Stored data:
● ● ● ● ● ● ●
PR #281, opened 2019-01-14
Release processed chunks in querier

gshatz:
and validate getItems results to avoid infinite loop

### DIFF
--- a/pkg/utils/asynciter.go
+++ b/pkg/utils/asynciter.go
@@ -167,7 +167,7 @@ func (ic *AsyncItemsCursor) NextItem() (v3io.Item, error) {
 	}
 
 	getItemsResp := resp.Output.(*v3io.GetItemsOutput)
-	resp.Output = nil;
+	resp.Output = nil
 
 	// set the cursor items and reset the item index
 	ic.items = getItemsResp.Items
--- a/pkg/utils/asynciter.go
+++ b/pkg/utils/asynciter.go
@@ -167,6 +167,7 @@ func (ic *AsyncItemsCursor) NextItem() (v3io.Item, error) {
 	}
 
 	getItemsResp := resp.Output.(*v3io.GetItemsOutput)
+	resp.Output = nil;
 
 	// set the cursor items and reset the item index
 	ic.items = getItemsResp.Items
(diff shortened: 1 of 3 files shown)


pkg/utils/asynciter.go
```diff
@@ -167,6 +167,7 @@ func (ic *AsyncItemsCursor) NextItem() (v3io.Item, error) {
 	}
 
 	getItemsResp := resp.Output.(*v3io.GetItemsOutput)
+	resp.Output = nil
```
talIguaz: Not sure it is necessary, look at `asynciter.go:156` it releases the responses on defer

vendor/github.com/v3io/v3io-go-http/synccontainer.go
```diff
@@ -236,6 +236,15 @@ func (sc *SyncContainer) GetItems(input *GetItemsInput) (*Response, error) {
 		return nil, err
 	}
 
+	//validate range scan loop
```
talIguaz: Open a PR to v3io-go-http and then we will re-vendor with the latest v3io-go-http version.

gshatz: already did - this is the only change

pkg/utils/asynciter.go
gshatz: Response.Release() only returns the fastHttpResponse body back to the pool, it doesn't release the base64 decoded blobs

vendor/github.com/v3io/v3io-go-http/synccontainer.go
gtopper: This diff doesn't match https://github.com/v3io/v3io-go-http/pull/14

pkg/utils/asynciter.go
gtopper: This line does nothing :)

gtopper: Ok, I found the actual leak. It's the `defer resp.Release()`, which is inappropriate in case of recursion, and causes both the fasthttp response and the wrapper to be preserved until the recursion is done. Instead, it should be released __before__ the recursive call.

gtopper: https://github.com/v3io/v3io-tsdb/pull/284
● ● ● ● ● ● ●
▸ **WORK INSTRUCTIONS**: From the records, copy out each line that includes the string "github".

▸ **SOLUTION**:
vendor/github.com/v3io/v3io-go-http/synccontainer.go
vendor/github.com/v3io/v3io-go-http/synccontainer.go
gtopper: This diff doesn't match https://github.com/v3io/v3io-go-http/pull/14
gtopper: https://github.com/v3io/v3io-tsdb/pull/284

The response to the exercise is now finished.